PR #1564, opened 2022-10-13
Introduce new Quantinuum proj/app templates and remove Honeywell

vxfield:
### Context
In November 2021, Honeywell became Quantinuum: Press release: [Quantinuum is a result of the combination of two global leaders in quantum computing: Honeywell Quantum Solutions and Cambridge Quantum](https://www.quantinuum.com/pressrelease/introducing-quantinuum)

In February/March 2022, Azure Quantum started supporting the Quantinuum provider and targets.

### This PR
This PR adds new Quantinuum .NET/C#/Q# project templates, removes the project templates and other obsolete code related to Honeywell.
Also uses the latest target names from https://learn.microsoft.com/en-us/azure/quantum/provider-quantinuum


src/ProjectTemplates/Quantum.Quantinuum.App1/.template.config/template.json.v.template
```diff
@@ -0,0 +1,15 @@
+{
```
kuzminrobin, line 1: Looks like inside of the dir "src/ProjectTemplates" you renamed the dir 
"Quantum.**Honeywell**.App1" to 
"Quantum.**Quantinuum**.App1" _manually_ or using an IDE (rather than using `git mv`). That's why the file ".template.config/template.json.v.template" inside of the renamed dir is shown in the diff as fully removed and then new file added. As a result the history of the file changes (and line changes in it) gets lost.

If situation above is the case then consider using the `git mv` to rename the dir. Then commit (without making any other edits). Then make changes to the file. Then commit. To summarize, keep renaming in a commit separate from file changes.

kuzminrobin (approved):
Approving to unblock. 

I would recommend more approvals for the renaming that is not evident for me.
```diff
-   <ExecutionTarget>honeywell.hqs-lt-1.0</ExecutionTarget>
---
+   <ExecutionTarget>quantinuum.qpu.h1</ExecutionTarget>
```

src/ProjectTemplates/Quantum.Quantinuum.App1/.template.config/template.json.v.template
vxfield: Thanks, Great point, I'll revert the changes and do as suggest.

vxfield:
> Approving to unblock.
> 
> I would recommend more approvals for the renaming that is not evident for me.
> 
> ```diff
> -   <ExecutionTarget>honeywell.hqs-lt-1.0</ExecutionTarget>
> ---
> +   <ExecutionTarget>quantinuum.qpu.h1</ExecutionTarget>
> ```

Thanks. These are the new Quantinuum targets that just got renamed.
@warren-jones worked on them and the documentation is here: https://learn.microsoft.com/en-us/azure/quantum/provider-quantinuum

vxfield:
Closed in favor of #1565

PR #1570, opened 2022-10-28
2022.10 Hotfix: Updated to 0.27.238334.

kuzminrobin:


examples/QIR/Emission/Emission.csproj
```diff
@@ -1,4 +1,4 @@
-<Project Sdk="Microsoft.Quantum.Sdk/0.25.228311">
+<Project Sdk="Microsoft.Quantum.Sdk/0.25.228311">   <!-- TODO(#1569): Requires refactoring for Rust QIR RT. -->
```
billti, line 1: All these TODO comments that got added are interesting. I assume they have no runtime impact?

billti (approved):

examples/QIR/Emission/Emission.csproj
kuzminrobin: They should not have runtime impact. At least since mid-September (when the Rust QIR RT was merged) no any impact was observed.

PR #1574, opened 2022-11-05
Replace generate Antlr files by msbuild task

rstm-sf:
Try using https://github.com/kaby76/Antlr4BuildTasks instead of explicit java and bump Antlr4.Runtime.Standard version

And bump Antlr version to 4.11.1


rstm-sf:
We can use JavaDownloadDirectory parameter

samarsha:
Hi - we've moved all development to a new version of the Q# compiler and QDK, which is in another repo: https://github.com/microsoft/qsharp. This repo is in "maintenance mode" and we're trying to avoid making unnecessary changes. It looks like this change isn't related to fixing a bug, so we can't accept it at this time, but thanks for your contribution!

PR #1588, opened 2022-12-15
Conditionally treat hardware capability errors as warnings

DmitryVasilevsky:
Adding option TreatCapabilityErrorsAsWarnings (command line argument treat-capability-errors-as-warnings). When set, it will instruct compiler to emit warnings instead of errors for target capabilities. Affected diagnostics:

UnsupportedResultComparison = 5023
ResultComparisonNotInOperationIf = 5024
ReturnInResultConditionedBlock = 5025
SetInResultConditionedBlock = 5026
UnsupportedCallableCapability = 5027
UnsupportedClassicalCapability = 5028

Current approach propagates this flag into F# type Target in module Analyzer. Then the flag is used to issue errors or warnings.
(Alternative approach is to convert specific errors to warnings in C# code after they are collected).


src/QsCompiler/CompilationManager/ProjectManager.cs
```diff
@@ -75,6 +75,25 @@ public class ProjectProperties
...
+
+                if (!bool.TryParse(errorsAsWarnings, out bool result))
+                {
+                    return false;
+                }
+
+                return result;
+            }
+        }
+
```
ScottCarda-MS, line 96: TryParse is guaranteed to return `false` when given `null` so the logic can be simplified a bit. Consider:
```suggestion
        public bool TreatCapabilityErrorsAsWarnings =>
			this.BuildProperties.TryGetValue(MSBuildProperties.TreatCapabilityErrorsAsWarnings, out var errorsAsWarnings)
			&& bool.TryParse(errorsAsWarnings, out var result)
			&& result;

```

ScottCarda-MS (commented):
Nice work! Just have a couple of comments.

src/QsCompiler/DataStructures/Diagnostics.fs
```diff
@@ -637,6 +647,28 @@ type DiagnosticItem =
             | ErrorCode.ExpectingCallableExpr ->
                 "The type of the expression must be a function or operation type. The given expression is of type {0}."
             | ErrorCode.UnknownIdentifier -> "No identifier with the name \"{0}\" exists."
+
+            // TODO: When the names of the runtime capabilities are finalized, they can be included in the result
```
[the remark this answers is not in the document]
DmitryVasilevsky: This is a good question. Maybe this TODO is no longer needed. It was in the original code before the change to change capability errors into warnings unconditionally. It is in the main branch now (https://github.com/microsoft/qsharp-compiler/blob/4a5aafab2b4c28e0c9218680f366cb90415f1412/src/QsCompiler/DataStructures/Diagnostics.fs#L645). So maybe this change, which I'm making now, actually resolves it.

src/QsCompiler/DataStructures/Diagnostics.fs
```diff
@@ -874,25 +906,21 @@ type DiagnosticItem =
                 "This expression may be short-circuited, and operation calls may not be executed."
             | WarningCode.DeprecationWithRedirect -> "{0} has been deprecated. Please use {1} instead."
             | WarningCode.DeprecationWithoutRedirect -> "{0} has been deprecated."
+
+            // Reuse error messages and hope that the expanded message doesn't contain {}.
             | WarningCode.UnsupportedResultComparison ->
-                "The target {0} does not support comparing measurement results."
+                DiagnosticItem.Message(ErrorCode.UnsupportedResultComparison, args)
```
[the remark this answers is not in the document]
DmitryVasilevsky: This is similar to how it was done in the original change and is also what I'm stumbled upon. The goal here is to reuse corresponding error message for a warning. We don't have a separate function to get a string without parameters applied. Therefore, we get a string with parameters applied. Later no parameters will be applied because expanded string doesn't have {} (hopefully). I don't like this, just followed the same approach as in the original change that I got as a reference. Since you also raised this question, I will change the code and add a function that would produce unexpanded error strings.

src/QsCompiler/SyntaxProcessor/CapabilityInference/Analyzer.fs
```diff
@@ -13,16 +13,23 @@ type Target =
...
         _Name: string
         _Capability: TargetCapability
+        _UseWarnings: bool
     }
 
     member target.Name = target._Name
 
     member target.Capability = target._Capability
 
+    member target.UseWarnings = target._UseWarnings
```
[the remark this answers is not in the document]
DmitryVasilevsky: Renamed to UseCapabilityWarnings. Not sure if this is public facing. We only use it in CapabilityDiagnostics in TypeChecking.cs. It is controlled by other public facing properties.

src/QsCompiler/DataStructures/Diagnostics.fs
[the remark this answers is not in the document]
DmitryVasilevsky: Added member to reuse capability error strings.

src/QsCompiler/CommandLineTool/Options.cs
```diff
@@ -93,6 +93,13 @@ public class CompilationOptions : Options
             HelpText = "The capability of the compilation target. This determines which QIR profile to compile to.")]
         public string? TargetCapabilityName { get; set; }
 
+        [Option(
+            "treat-capability-errors-as-warnings",
+            Required = false,
+            Default = false,
+            HelpText = "Specifies whether hardware capabilities should be treated as warnings.")]
```
kuzminrobin, line 100:
```suggestion
            HelpText = "Specifies whether hardware capability errors should be treated as warnings.")]
```

src/QsCompiler/SyntaxProcessor/CapabilityInference/ResultAnalyzer.fs
```diff
@@ -42,30 +42,55 @@ let createPattern kind range =
...
+                if target.Capability.ResultOpacity = ResultOpacity.opaque then
+                    None
+                else
+                    Some(WarningCode.SetInResultConditionedBlock, [ name; target.Name ])
+            |> Option.map (fun (code, args) -> QsCompilerDiagnostic.Warning (code, args) range)
+
+        else
+            let range = QsNullable.defaultValue Range.Zero range
+
+            match kind with
```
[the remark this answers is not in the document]
DmitryVasilevsky: We've discussed an alternative approach with Sarah. This alternative would keep F# code unchanged generating errors unconditionally. Then it will conditionally change the severity of some errors to warnings if necessary.
Each approach has merits and drawbacks. I tried this approach in another (private) branch and I didn't like it much. First, I didn't find a good way to add tests. Second, the F# code would always generate errors so it would provide different results if used by itself. Third, if some action is taken before the translation, it would use errors rather than warnings.
So I'm in favor of creating errors or warnings conditionally from the start.

src/QsCompiler/DataStructures/Diagnostics.fs
```diff
@@ -410,6 +420,30 @@ type DiagnosticItem =
         with
         | _ -> str // let's fail silently for now
 
+    // TODO: When the names of the runtime capabilities are finalized, they can be included in the result
```
kuzminrobin, line 423: Consider providing either an alias or an item number or both in TODO:
```suggestion
    // TODO (DmitryVasilevsky, #<ItemNumber>): When the names of the runtime capabilities are finalized, they can be included in the result
```

src/QsCompiler/DataStructures/Diagnostics.fs
```diff
@@ -410,6 +420,30 @@ type DiagnosticItem =
...
+    //       comparison error messages.
+    static member private CapabilityErrorFormatString(code) =
+        match code with
+        | ErrorCode.UnsupportedResultComparison -> "The target {0} does not support comparing measurement results."
```
kuzminrobin, line 427: (nit)
At certain stage of my career I came to an impression that it is not always a good idea to provide a dot (full stop) `.` in the end of a message, because some subsequent code may want to surround the message with quotes `"` or single quotes `'` or parentheses `()`, etc. E.g. the subsequent code may want to print:
> The process failed (The target MyTestTarget does not support comparing measurement results.). 

In the fragment above the presence of a dot `.` in front of the closing parenthesis `)` is not what some users would expect to see.

Consider not providing the dot `.` in the end of the messages (but in the middle of the multi-sentence messages seems reasonable).

src/QsCompiler/DataStructures/Diagnostics.fs
```diff
@@ -410,6 +420,30 @@ type DiagnosticItem =
...
+            "The variable \"{0}\" cannot be reassigned here. "
+            + "In conditional blocks that depend on a measurement result, the target {1} only supports reassigning variables that were declared within the block."
+        | ErrorCode.UnsupportedCallableCapability ->
+            "The callable {0} requires runtime capabilities which are not supported by the target {1}."
+            + Environment.NewLine
+            + "Result Opacity: {2}"
+            + Environment.NewLine
+            + "Classical Capability: {3}"
+        | ErrorCode.UnsupportedClassicalCapability ->
+            "This construct requires a classical runtime capability that is not supported by the target {0}: {1}."
```
kuzminrobin, line 444: (nit) Consider
```suggestion
        | ErrorCode.UnsupportedClassicalCapability ->
            "This construct requires a classical runtime capability {1} that is not supported by the target {0}."
```

src/QsCompiler/DataStructures/Diagnostics.fs
```diff
@@ -874,25 +923,21 @@ type DiagnosticItem =
                 "This expression may be short-circuited, and operation calls may not be executed."
             | WarningCode.DeprecationWithRedirect -> "{0} has been deprecated. Please use {1} instead."
             | WarningCode.DeprecationWithoutRedirect -> "{0} has been deprecated."
+
+            // Capability errors
             | WarningCode.UnsupportedResultComparison ->
-                "The target {0} does not support comparing measurement results."
+                DiagnosticItem.CapabilityErrorFormatString(ErrorCode.UnsupportedResultComparison)
```
kuzminrobin, line 929: Consider
```suggestion
                DiagnosticItem.CapabilityErrorFormatString(WarningCode.UnsupportedResultComparison)
```

I have an impression that currently the `ErrorCode.UnsupportedResultComparison` and the `WarningCode.UnsupportedResultComparison` have the same value. But theoretically in the future they can get different values.

src/QsCompiler/SyntaxProcessor/CapabilityInference/ResultAnalyzer.fs
```diff
@@ -42,30 +42,55 @@ let createPattern kind range =
...
+                    Some(WarningCode.ReturnInResultConditionedBlock, [ target.Name ])
+            | SetInDependentBranch name ->
+                if target.Capability.ResultOpacity = ResultOpacity.opaque then
+                    None
+                else
+                    Some(WarningCode.SetInResultConditionedBlock, [ name; target.Name ])
+            |> Option.map (fun (code, args) -> QsCompilerDiagnostic.Warning (code, args) range)
+
+        else
+            let range = QsNullable.defaultValue Range.Zero range
```
kuzminrobin, line 71: Just curiosity.
Is it possible to extract the line `let range = QsNullable.defaultValue Range.Zero range` (L71 and L46) to before the `if` (before the L45)?

kuzminrobin (approved):
Approving to unblock. But nearly all the code is unfamiliar to me, I would recommend at least one more approval.

src/QsCompiler/DataStructures/Diagnostics.fs
DmitryVasilevsky: Interesting observation. However, there're about other 500 error messages in this file and all of them have period in the end. I'd say it's better to be uniform in this case.

src/QsCompiler/DataStructures/Diagnostics.fs
DmitryVasilevsky: The whole point of this block it to reuse the same string for errors and warnings.

src/QsCompiler/SyntaxProcessor/CapabilityInference/ResultAnalyzer.fs
DmitryVasilevsky: Definitely possible. Updated code.

src/QsCompiler/DataStructures/Diagnostics.fs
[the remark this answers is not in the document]
DmitryVasilevsky: Maybe. However, arguments are present in numerical order in all messages. I'm not sure if changing this would make it better.

DmitryVasilevsky: It would be interesting to see @samarsha opinion on this. These messages were already present in the code, they were already approved by other reviewers, I just moved them to a different place in the file. The proposed change makes it sound better, but there could be other reasons to phrase the way it is.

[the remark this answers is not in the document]
kuzminrobin: Yeah, I later noticed that the sequences `target {0}`, `target {1}` rely on the already existing code. It is better to leave as is. Agreed.

samarsha (changes requested):
I still have concerns with this approach. In my opinion, warning vs. error is something that only the surface (UI) layer of the compiler should know about. The internals shouldn't need to be concerned with it, because it doesn't affect how the static analysis is done - the only difference is whether ErrorCode.Foo or WarningCode.Foo is emitted.

However, with this design, the knowledge of whether the top layer is requesting warnings or errors is propogated deep into the compiler. I think this adds complexity that's proportional to the number of capability diagnostics and the number of places that either generate or test a specific diagnostic code. The changes are also specific to the capability diagnostics and don't generalize.

For example, an alternative design could be:

- The compiler always emits capability diagnostics as warnings.
- There's a compiler option to turn any diagnostic code from a warning to an error. (Most compilers support this.)

In this case, the changes would be orthogonal to the capability diagnostics - neither side needs to know about the other, keeping a separation of concerns. Also, the changes could be useful in more scenarios (where warnings from something other than the capability analyzers can be turned into errors) without any changes.

swernli:
> * There's a compiler option to turn any diagnostic code from a warning to an error. (Most compilers support this.)

To that end, see for example the [WarningsAsErrors](https://learn.microsoft.com/en-us/dotnet/csharp/language-reference/compiler-options/errors-warnings#warningsaserrors-and-warningsnotaserrors) feature of the C# compiler or the [Lint Levels](https://doc.rust-lang.org/rustc/lints/levels.html#via-compiler-flag) feature of the Rust compiler. It's a common compiler pattern to allow someone to set all warnings, warnings of a specific class, or individual warnings identified by code to be treated as errors for a given compilation. I think that pattern is more standard and flexible than duplicating the codes among both the error and warning enum.

DmitryVasilevsky:
An alternative approach has been implemented.
https://github.com/microsoft/qsharp-compiler/pull/1594

PR #1594, opened 2023-01-18
Conditionally treat capability warnings as errors (alternative approach)

DmitryVasilevsky:
Adding optional --error command line argument to treat specified capability errors as warnings. Accepts a list of warning numbers (space separated).

Language server accepts build property WarningsAsErrors - a list of semicolon separated warning numbers.

Diagnostics is generated as Warnings in F# code, but when the corresponding diagnostic in C# is constructed, its severity is controlled by the list of integers passed as the --error option. If the warning number is among the integers passed, it is generated as error.

### DIFF
--- a/src/QsCompiler/CommandLineTool/Options.cs
+++ b/src/QsCompiler/CommandLineTool/Options.cs
@@ -103,7 +103,7 @@ namespace Microsoft.Quantum.QsCompiler.CommandLineCompiler
             "error",
             Required = false,
             Default = null,
-            HelpText = "Comma-separated warning numbers that should be treated as errors.")]
+            HelpText = "Warning numbers that should be treated as errors.")]
         public IEnumerable<int>? WarningsAsErrors { get; set; }
 
         [Option(
--- a/src/QsCompiler/CommandLineTool/Options.cs
+++ b/src/QsCompiler/CommandLineTool/Options.cs
@@ -104,7 +104,7 @@ namespace Microsoft.Quantum.QsCompiler.CommandLineCompiler
             Required = false,
             Default = null,
             HelpText = "Comma-separated warning numbers that should be treated as errors.")]
-        public string? WarningAsErrorNumbers { get; set; }
+        public IEnumerable<int>? WarningsAsErrors { get; set; }
 
         [Option(
             "build-exe",
--- a/src/QsCompiler/CommandLineTool/Options.cs
+++ b/src/QsCompiler/CommandLineTool/Options.cs
@@ -100,6 +100,13 @@ namespace Microsoft.Quantum.QsCompiler.CommandLineCompiler
             TargetCapability.TryParse(this.TargetCapabilityName) ?? TargetCapabilityModule.Top;
 
         [Option(
+            "error",
+            Required = false,
+            Default = null,
+            HelpText = "Comma-separated warning numbers that should be treated as errors.")]
+        public string? WarningAsError { get; set; }
+
+        [Option(
             "build-exe",
             Required = false,
             Default = false,
--- a/src/QsCompiler/CommandLineTool/Options.cs
+++ b/src/QsCompiler/CommandLineTool/Options.cs
@@ -104,7 +104,7 @@ namespace Microsoft.Quantum.QsCompiler.CommandLineCompiler
             Required = false,
             Default = null,
             HelpText = "Comma-separated warning numbers that should be treated as errors.")]
-        public string? WarningAsError { get; set; }
+        public string? WarningAsErrorNumbers { get; set; }
 
         [Option(
             "build-exe",
--- a/src/QsCompiler/CompilationManager/Diagnostics.cs
+++ b/src/QsCompiler/CompilationManager/Diagnostics.cs
@@ -27,7 +27,7 @@ namespace Microsoft.Quantum.QsCompiler.CompilationBuilder
                 _ => throw new ArgumentException("Unrecognized fragment ending."),
             };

### Required work
Lines holding the string "doesn": find them in the listing above and copy each one.

### Expected output
+            // Reuse error messages and hope that the expanded message doesn't contain {}.
DmitryVasilevsky: This is similar to how it was done in the original change and is also what I'm stumbled upon. The goal here is to reuse corresponding error message for a warning. We don't have a separate function to get a string without parameters applied. Therefore, we get a string with parameters applied. Later no parameters will be applied because expanded string doesn't have {} (hopefully). I don't like this, just followed the same approach as in the original change that I got as a reference. Since you also raised this question, I will change the code and add a function that would produce unexpanded error strings.
I still have concerns with this approach. In my opinion, warning vs. error is something that only the surface (UI) layer of the compiler should know about. The internals shouldn't need to be concerned with it, because it doesn't affect how the static analysis is done - the only difference is whether ErrorCode.Foo or WarningCode.Foo is emitted.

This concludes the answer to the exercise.